[[ Working data, beginning ]]

PR #273, opened 2015-06-06
Allow caption and instruction labels to grow or shrink in step header view

brucehappy:
This PR came out of my testing for PR #272.  Specifically, if you test Image Capture Step on the simulator, you will get an error related to there being no camera.  An ``ORKStepHeaderView`` is used to display the error, and specifically, only its ``instructionLabel`` is set to have text.  The result is that the error text is not centered on screen.  If you then rotate the device to landscape and back to portrait, it will center.  My debugging suggests that this is due to vertical content hugging priority for ``captionLabel`` and ``instructionLabel``.

This PR sets the default vertical content hugging priority on both labels to Low as a default.  Then during the update of the constraint constants, if only one of the labels contains text, then that label will have its vertical hugging priority set lower than the other label.  This will allow the label with text to grow to fill, and the label without text to shrink to nothing.

As this touched a very commonly used component, and therefore has a high test burden, I submitted this against master for consideration after 1.1.


YuanZhu-apple:
Not sure if you see this in simulator, "CAPTURE_ERROR_CAMERA_NOT_FOUND" label is not displayed and the continue button is misaligned. 
Is you PR try to get this fixed?
ios simulator screen shot jun 10 2015 3 11 56 pm

brucehappy:
@YuanZhu-apple I just merged master into this branch and gave it a try, and it is working for me, please try again.  If you were testing this PR against master as it was before convergence was merged into it, then the bug in the ``ORKImageCaptureView`` where the constraints were activated inside an else was still present, thus was probably responsible for what you saw.  It should be resolved now.

ResearchKit/Common/ORKStepHeaderView.m
```diff
@@ -114,10 +114,15 @@ - (instancetype)initWithFrame:(CGRect)frame {
...
+        [_captionLabel setContentHuggingPriority:UILayoutPriorityDefaultLow forAxis:UILayoutConstraintAxisVertical];
+        [_instructionLabel setContentHuggingPriority:UILayoutPriorityDefaultLow forAxis:UILayoutConstraintAxisVertical];
         [_learnMoreButton setContentHuggingPriority:UILayoutPriorityRequired forAxis:UILayoutConstraintAxisVertical];
         [_learnMoreButton setContentCompressionResistancePriority:UILayoutPriorityRequired forAxis:UILayoutConstraintAxisVertical];
         
 #ifdef LAYOUT_DEBUG
+        _captionLabel.backgroundColor = [UIColor yellowColor];
+        _learnMoreButton.backgroundColor = [UIColor blueColor];
+        _instructionLabel.backgroundColor = [UIColor greenColor];
         self.backgroundColor = [[UIColor purpleColor] colorWithAlphaComponent:0.2];
```
YuanZhu-apple: Can we set these debug background color with alpha 0.2 or 0.3 to be consistent with other LAYOUT_DEBUG code?

ResearchKit/Common/ORKStepHeaderView.m
```diff
@@ -114,10 +114,15 @@ - (instancetype)initWithFrame:(CGRect)frame {
             [self addSubview:_instructionLabel];
         }
         
+        [_captionLabel setContentHuggingPriority:UILayoutPriorityDefaultLow forAxis:UILayoutConstraintAxisVertical];
+        [_instructionLabel setContentHuggingPriority:UILayoutPriorityDefaultLow forAxis:UILayoutConstraintAxisVertical];
```
YuanZhu-apple: Are these necessary at here? I assume `updateConstraintConstants` will always be called.

brucehappy: No, they are not strictly needed.  I was doing this to be consistent with the ``learnMoreButton`` getting its default hugging priority set here.

brucehappy:
Comments addressed.

ResearchKit/Common/ORKStepHeaderView.m
```diff
@@ -118,6 +118,9 @@ - (instancetype)initWithFrame:(CGRect)frame {
         [_learnMoreButton setContentCompressionResistancePriority:UILayoutPriorityRequired forAxis:UILayoutConstraintAxisVertical];
         
 #ifdef LAYOUT_DEBUG
+        _captionLabel.backgroundColor = [[UIColor yellowColor] colorWithAlphaComponent:0.2];
+        _learnMoreButton.backgroundColor = [[UIColor blueColor] colorWithAlphaComponent:0.2];
+        _instructionLabel.backgroundColor = [[UIColor greenColor] colorWithAlphaComponent:0.2];
         self.backgroundColor = [[UIColor purpleColor] colorWithAlphaComponent:0.2];
```
YuanZhu-apple: Second thought on this, I just found that these labels had been assigned with debug colors in method `updateConstraints`
```
        for (UIView *view in views) {
#ifdef LAYOUT_DEBUG
            view.backgroundColor = [[UIColor greenColor] colorWithAlphaComponent:0.3];
            view.layer.borderColor = [UIColor redColor].CGColor;
            view.layer.borderWidth = 1.0;
#endif
```
The newly added LAYOUT_DEBUG  color is being override, see screenshot below.

screen shot 2015-06-12 at 10 31 11 am

I like the idea to assign them with different colors, can you remove the old debug code in `updateConstraints` and move red color borders assignment code to here?

brucehappy:
Ok, removed the section in the ``updateConstraints`` function and added borders to the components in the initializer.  I changed the border color to match the background color so they can be distinguished.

[[ Working data, end ]]

Your answer should consist of every record, printed exactly as given.

Output for this task:
PR #273, opened 2015-06-06
Allow caption and instruction labels to grow or shrink in step header view

brucehappy:
This PR came out of my testing for PR #272.  Specifically, if you test Image Capture Step on the simulator, you will get an error related to there being no camera.  An ``ORKStepHeaderView`` is used to display the error, and specifically, only its ``instructionLabel`` is set to have text.  The result is that the error text is not centered on screen.  If you then rotate the device to landscape and back to portrait, it will center.  My debugging suggests that this is due to vertical content hugging priority for ``captionLabel`` and ``instructionLabel``.

This PR sets the default vertical content hugging priority on both labels to Low as a default.  Then during the update of the constraint constants, if only one of the labels contains text, then that label will have its vertical hugging priority set lower than the other label.  This will allow the label with text to grow to fill, and the label without text to shrink to nothing.

As this touched a very commonly used component, and therefore has a high test burden, I submitted this against master for consideration after 1.1.


YuanZhu-apple:
Not sure if you see this in simulator, "CAPTURE_ERROR_CAMERA_NOT_FOUND" label is not displayed and the continue button is misaligned. 
Is you PR try to get this fixed?
ios simulator screen shot jun 10 2015 3 11 56 pm

brucehappy:
@YuanZhu-apple I just merged master into this branch and gave it a try, and it is working for me, please try again.  If you were testing this PR against master as it was before convergence was merged into it, then the bug in the ``ORKImageCaptureView`` where the constraints were activated inside an else was still present, thus was probably responsible for what you saw.  It should be resolved now.

ResearchKit/Common/ORKStepHeaderView.m
```diff
@@ -114,10 +114,15 @@ - (instancetype)initWithFrame:(CGRect)frame {
...
+        [_captionLabel setContentHuggingPriority:UILayoutPriorityDefaultLow forAxis:UILayoutConstraintAxisVertical];
+        [_instructionLabel setContentHuggingPriority:UILayoutPriorityDefaultLow forAxis:UILayoutConstraintAxisVertical];
         [_learnMoreButton setContentHuggingPriority:UILayoutPriorityRequired forAxis:UILayoutConstraintAxisVertical];
         [_learnMoreButton setContentCompressionResistancePriority:UILayoutPriorityRequired forAxis:UILayoutConstraintAxisVertical];
         
 #ifdef LAYOUT_DEBUG
+        _captionLabel.backgroundColor = [UIColor yellowColor];
+        _learnMoreButton.backgroundColor = [UIColor blueColor];
+        _instructionLabel.backgroundColor = [UIColor greenColor];
         self.backgroundColor = [[UIColor purpleColor] colorWithAlphaComponent:0.2];
```
YuanZhu-apple: Can we set these debug background color with alpha 0.2 or 0.3 to be consistent with other LAYOUT_DEBUG code?

ResearchKit/Common/ORKStepHeaderView.m
```diff
@@ -114,10 +114,15 @@ - (instancetype)initWithFrame:(CGRect)frame {
             [self addSubview:_instructionLabel];
         }
         
+        [_captionLabel setContentHuggingPriority:UILayoutPriorityDefaultLow forAxis:UILayoutConstraintAxisVertical];
+        [_instructionLabel setContentHuggingPriority:UILayoutPriorityDefaultLow forAxis:UILayoutConstraintAxisVertical];
```
YuanZhu-apple: Are these necessary at here? I assume `updateConstraintConstants` will always be called.

brucehappy: No, they are not strictly needed.  I was doing this to be consistent with the ``learnMoreButton`` getting its default hugging priority set here.

brucehappy:
Comments addressed.

ResearchKit/Common/ORKStepHeaderView.m
```diff
@@ -118,6 +118,9 @@ - (instancetype)initWithFrame:(CGRect)frame {
         [_learnMoreButton setContentCompressionResistancePriority:UILayoutPriorityRequired forAxis:UILayoutConstraintAxisVertical];
         
 #ifdef LAYOUT_DEBUG
+        _captionLabel.backgroundColor = [[UIColor yellowColor] colorWithAlphaComponent:0.2];
+        _learnMoreButton.backgroundColor = [[UIColor blueColor] colorWithAlphaComponent:0.2];
+        _instructionLabel.backgroundColor = [[UIColor greenColor] colorWithAlphaComponent:0.2];
         self.backgroundColor = [[UIColor purpleColor] colorWithAlphaComponent:0.2];
```
YuanZhu-apple: Second thought on this, I just found that these labels had been assigned with debug colors in method `updateConstraints`
```
        for (UIView *view in views) {
#ifdef LAYOUT_DEBUG
            view.backgroundColor = [[UIColor greenColor] colorWithAlphaComponent:0.3];
            view.layer.borderColor = [UIColor redColor].CGColor;
            view.layer.borderWidth = 1.0;
#endif
```
The newly added LAYOUT_DEBUG  color is being override, see screenshot below.

screen shot 2015-06-12 at 10 31 11 am

I like the idea to assign them with different colors, can you remove the old debug code in `updateConstraints` and move red color borders assignment code to here?

brucehappy:
Ok, removed the section in the ``updateConstraints`` function and added borders to the components in the initializer.  I changed the border color to match the background color so they can be distinguished.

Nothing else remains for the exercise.